Please use absolute paths for the reads, primers and references so that they can always be located.

The --bind arguments are needed to explicitly tell Singularity to mount the necessary host directories into the container. The part before the colon is the path on the host machine that you want to make available. The path after the colon is the path inside the container where the host directory should be mounted.

As a default, Singularity often automatically binds your home directory ($HOME) and the current directory ($PWD). We also explicitly bind /mnt/viro0002 in this example.
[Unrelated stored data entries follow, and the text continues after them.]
PR #962, opened 2020-08-14
Update: Fix elide request and response names

### LINKED ISSUE #953: Elide Fact Processing - Remove table id from Elide column ids in adapter request
**Is your feature request related to a problem? Please describe.**
We expect elide column ids to be prefixed with their table ids in the metadata. This won't work when we actually send those ids in a request to elide. When we query elide, we have to query against a table so the table id at the front of the column id is not necessary.

Request should have the column id without the table id attached to it
`tableA.column1` => `column1`

So the adapter should format the column ID like so
```graphql
query {
  tableA {
    edges {
      node {
        column1 # tableA.column1 => column1
      }
    }
  }
}
```

The table id is the name of the top level query

### LINKED ISSUE #961: Normalize Elide Fact Response Fields.

jkusa:
Resolves #953 
Resolves #961

## Description

Update: Fix elide request and response names

## Proposed Changes

- Update elide adapter and serializer
- Move `queryStrForField` private method to export function `getElideField`

## License

### DIFF
--- a/packages/data/addon/serializers/facts/elide.ts
+++ b/packages/data/addon/serializers/facts/elide.ts
@@ -8,19 +8,43 @@
 import EmberObject from '@ember/object';
 import NaviFactSerializer, { ResponseV1 } from './interface';
 import { AsyncQueryResponse, RequestV2 } from 'navi-data/adapters/facts/interface';
+import { getElideField } from 'navi-data/adapters/facts/elide';
+import { canonicalizeMetric } from 'navi-data/utils/metric';
 
 export default class ElideFactsSerializer extends EmberObject implements NaviFactSerializer {
-  normalize(payload: AsyncQueryResponse, request: RequestV2): ResponseV1 | undefined {
-    const requestTable = request.table;
-    const responseStr = payload?.asyncQuery.edges[0].node.result?.responseBody;
-    if (responseStr) {
-      const response = JSON.parse(responseStr);
-      const rawRows = response.data[requestTable].edges;
-      return {
-        rows: rawRows.map((row: { node: TODO }) => row.node),
-        meta: {}
-      };
+  /**
+   * @param payload - raw payload string
+   * @param request - request object
+   */
+  private processResponse(payload: string, request: RequestV2): ResponseV1 {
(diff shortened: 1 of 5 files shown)


packages/data/addon/serializers/facts/elide.ts
```diff
@@ -8,19 +8,43 @@
...
+    const totalFields = normalizedFields.length;
+    const rows = new Array(totalRows);
+
+    let r = totalRows;
+    while (r--) {
+      const rawRow = rawRows[r].node;
+      const newRow: Record<string, unknown> = (rows[r] = {});
+      let f = totalFields;
+      while (f--) {
+        newRow[normalizedFields[f]] = rawRow[elideFields[f]];
```
mattgraham1995, line 40: We'll need to confirm that the fields in the response will have the parameters added to them in the same format. Can we add a TODO to revisit this once Elide has parameterized column support?

mattgraham1995: Also, do we have a test with a parameterized column?

jkusa: We need to revisit elide parameters. We may need to implement aliases. Currently, the mock does not response with the params and requesting the same field with two different param values returns nothing. Since elide does not support params at the moment, we can skip the test.

packages/data/addon/serializers/facts/elide.ts
```diff
@@ -8,19 +8,43 @@
...
 export default class ElideFactsSerializer extends EmberObject implements NaviFactSerializer {
+  /**
+   * @param payload - raw payload string
+   * @param request - request object
+   */
+  private processResponse(payload: string, request: RequestV2): ResponseV1 {
+    const response = JSON.parse(payload);
+
+    const { table } = request;
+    const elideFields = request.columns.map(({ field, parameters }) => getElideField(field, parameters));
```
jkusa, line 23:
```suggestion
    // TODO revisit when Elide adds parameter support
    const elideFields = request.columns.map(({ field, parameters }) => getElideField(field, parameters));
```

PR #965, opened 2020-08-17
Fix: Component to determine if show ids on params

cythrawll:
- supports power-select grouped content

## Description

Need to support power select options for display. Was going to make the (name (id)) display logic complex so extracted logic to component.

## Proposed Changes

- Added component to replace the loooooooong if logic and normalized power select options.
- Added flat/flatMap array support for typescript

## License


packages/reports/addon/templates/components/navi-column-config/metric.hbs
```diff
@@ -22,11 +22,10 @@
...
         as | arg |
       >
-        {{! TODO: Simplify this when we normalize function arguments }}
-        {{#if (eq (get (filter-by (if arg.name "name" "description") (if arg.name arg.name arg.description) allParams) "length") 1)}}
-          {{if arg.name arg.name arg.description}}
-        {{else}}
+        {{#if (should-show-id argument=arg params=allParams)}}
           {{if arg.name arg.name arg.description}} ({{arg.id}})
+        {{else}}
+          {{if arg.name arg.name arg.description}}
```
mattgraham1995, line 28: Maybe instead of a helper, it could be a component called `parameter-list-item` or something like that?

packages/reports/addon/helpers/should-show-id.ts
```diff
@@ -0,0 +1,37 @@
...
+
+type Arg = {
+  name?: string;
+  description?: string;
+  groupName?: string;
+  options?: Array<Arg>;
+};
+
+// eslint-disable-next-line @typescript-eslint/no-explicit-any
+export function shouldShowId(_unused: any[], { argument, params }: { argument: Arg; params?: Arg[] }): any {
```
kevinhinterlong, line 18:
```suggestion
export function shouldShowId(_unused: never, { argument, params }: { argument: Arg; params?: Arg[] }): boolean {
```

packages/reports/types/global.d.ts
```diff
@@ -7,3 +7,8 @@ declare module 'navi-reports/templates/*' {
 
 type Dict<T = string> = { [key: string]: T };
 type TODO<T = any> = T;
+
+interface Array<T> {
+  flat(): Array<T>;
+  flatMap(func: (x: T) => T): Array<T>;
+}
```
kevinhinterlong, line 14: Revert this and update every [tsconfig](https://stackoverflow.com/a/53559473)
```diff

    "target": "es2017",
+    "lib": [
+      "es2019"
+    ],
```

packages/reports/addon/helpers/should-show-id.ts
```diff
@@ -0,0 +1,37 @@
...
+  if (!Array.isArray(params)) {
+    return true;
+  }
+  const paramArray = params as Array<Arg>;
```
kevinhinterlong, line 22: After tsconfig update, we can remove the `as __` casts and this intermediate variable

packages/reports/addon/helpers/should-show-id.ts
```diff
@@ -0,0 +1,37 @@
+/**
+ * Copyright 2020, Yahoo Holdings Inc.
+ * Licensed under the terms of the MIT license. See accompanying LICENSE.md file for terms.
+ *
+ * Helper to determine if we sould see the id field, next to name/description in a list.
+ * Now supports arguments list that are shaped for powerSelect grouped content.
+ */
+import { helper } from '@ember/component/helper';
+
+type Arg = {
```
kevinhinterlong, line 10: Could maybe make this a union type?
```ts
type Arg =
  | { name: string; description?: string }
  | { name: string; description?: string; groupName: string; options: Array<Arg> };
```

packages/reports/tests/integration/components/parameter-list-item-test.ts
```diff
@@ -0,0 +1,49 @@
...
+module('Integration | Component | parameter-list-item', function(hooks) {
+  setupRenderingTest(hooks);
+
+  test('it decides whether to show id or not', async function(assert) {
+    this.set('arg', { name: 'foo', id: 'sid' });
+    this.set('allParams', [{ name: 'foo' }, { name: 'foo' }, { name: 'bar' }]);
+
+    await render(hbs`<ParameterListItem @argument={{this.arg}} @parameters={{this.allParams}} />`);
+
+    assert.equal(this.element?.textContent?.trim(), 'foo (sid)', 'should show id when name is duplicated');
```
mattgraham1995, line 15: Can we use `assert.dom`?

cythrawll: good call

If your input files (reads, reference, databases) or output project directory reside outside these locations, you MUST add specific --bind /host/path:/container/path options for those locations, otherwise the container won’t be able to find them.

Once the setup is completed, move to your newly created project directory with cd, check where you are with pwd.
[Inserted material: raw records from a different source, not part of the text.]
PR #979, opened 2020-08-26
Fixes for filter builder tests

holderb5:
# Description
Resolve test failures for filter builders by changing to request-v2 model structures 
-

## License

Next, use the ls command to list the files in the project directory and check if the following files are present: sample.tsv, config.yaml and Snakefile.

  • The sample.tsv should have 9 columns:

    • unique_id: the unique sample name that’s generated based on the barcode directories.
    • sequence_name: the name given to the consensus sequence at the end of the pipeline. It’s generated with the following template: {study_name}_{unique_id}.
    • fastq_path: the location of the raw .fastq.gz files per sample.
    • reference: the location of the reference sequence for the consensus generation.
    • primers: the location of the file containing the primer sequences.
    • primer_reference: the location of the reference sequence for primer trimming.
    • coverage: minimum coverage required.
    • min_length: minimum length required.
    • nextclade_db: path to the nextclade dataset. This column can be empty if you’re not including Nextclade.
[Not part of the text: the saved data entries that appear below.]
PR #991, opened 2020-09-08
Update: Add displayName getter in base.ts, and tests for it in column…

holderb5:
Resolves #991 
Resolves the above for local testing, not for travis-ci

## Description
Add in a displayName getter into base.ts fragment, as well as add tests for it and the column display name getter

## License


packages/core/addon/models/bard-request-v2/fragments/base.ts
```diff
@@ -13,6 +13,8 @@ import { canonicalizeMetric } from 'navi-data/utils/metric';
 import NaviMetadataService from 'navi-data/services/navi-metadata';
 import { Parameters, ColumnType } from 'navi-data/adapters/facts/interface';
 import MetadataModelRegistry from 'navi-data/models/metadata/registry';
+// @ts-ignore
```
kevinhinterlong, line 16: I think this should be typed
```suggestion
```

packages/core/tests/unit/models/bard-request-v2/fragments/column-test.js
```diff
@@ -120,4 +120,18 @@ module('Unit | Model | Fragment | BardRequest - Column', function(hooks) {
...
     );
   });
+
+  test('Display Name', async function(assert) {
+    const column = mockModel.columns.objectAt(0);
+
+    column.set('field', 'revenue');
+    column.set('parameters', { currency: 'USD' });
+    column.set('type', 'metric');
+    column.set('alias', 'revenueUSD');
```
jkusa, line 130: Can we add a non parameter test?

packages/core/tests/unit/models/bard-request-v2/fragments/column-test.js
```diff
@@ -120,4 +120,18 @@ module('Unit | Model | Fragment | BardRequest - Column', function(hooks) {
...
+
+    assert.equal(column.displayName, 'revenueUSD (USD)');
```
jkusa, line 132: Can we add assert messages?

packages/core/addon/models/bard-request-v2/fragments/column.ts
```diff
@@ -18,7 +18,6 @@ export default class ColumnFragment extends BaseFragment implements Column {
 
   @service naviFormatter!: NaviFormatterService;
 
-  @computed('columnMetadata', 'alias')
```
kevinhinterlong, line 21: The import wasn't removed

packages/data/addon/services/navi-formatter.ts
```diff
@@ -13,7 +13,7 @@ export default class NaviFormatterService extends Service {
     const paramValues = Object.values(allParams);
 
     const name = alias || columnMetadata?.name || '--';
```
kevinhinterlong, line 15:
```suggestion
    const name = columnMetadata?.name || '--';
```

packages/data/addon/services/navi-formatter.ts
```diff
@@ -13,7 +13,7 @@ export default class NaviFormatterService extends Service {
...
-    if (paramValues.length) {
+    if (paramValues.length && alias === null) {
       return `${name} (${paramValues.join(',')})`;
     } else {
       return name;
```
kevinhinterlong, line 19:
```suggestion
    if (paramValues.length && !alias) {
      return `${name} (${paramValues.join(',')})`;
    } else {
      return alias;
```

holderb5: So I tried this specific format and it caused a few errors with the tests, so I stuck with the original but changes alias === null to !alias

jkusa (approved):

packages/data/addon/services/navi-formatter.ts
```diff
@@ -13,7 +13,7 @@ export default class NaviFormatterService extends Service {
     const paramValues = Object.values(allParams);
 
     const name = alias || columnMetadata?.name || '--';
-    if (paramValues.length) {
+    if (paramValues.length && !alias) {
       return `${name} (${paramValues.join(',')})`;
     } else {
       return name;
```
kevinhinterlong, line 19: Can we just add something like this at the top of the function. I feel like that would be more explicit than this check
```js
if (alias) {
  return alias;
}
```

holderb5: Sure I'll try that!

kevinhinterlong (approved):

jkusa (approved):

  • The config.yaml determines if the SARS_CoV_2 section of the workflow is enabled and the amount of default threads to use.

  • The Snakefile is the “recipe” for the workflow, describing all the steps we have done by hand, and it is most commonly placed in the root directory of your project (you can open the Snakefile with a text editor and have a look).

6.2 Running the workflow

After setting everything up, we can redo the analysis for all samples in a single step. First we will test out a dry run to see if any errors appear. A dry run will not execute any of the commands but will instead display what would be done. This will help identify any errors in the Snakemake file.

Run inside of your project directory:

singularity exec \
  --bind /mnt/viro0002:/mnt/viro0002 \
  --bind $HOME:$HOME \
  --bind $PWD:$PWD \
  naam_workflow.sif \
  snakemake --snakefile Snakefile \
  --cores {threads} \
  --dryrun

If no errors appear, then remove the --dryrun argument and run it again to fully execute the workflow.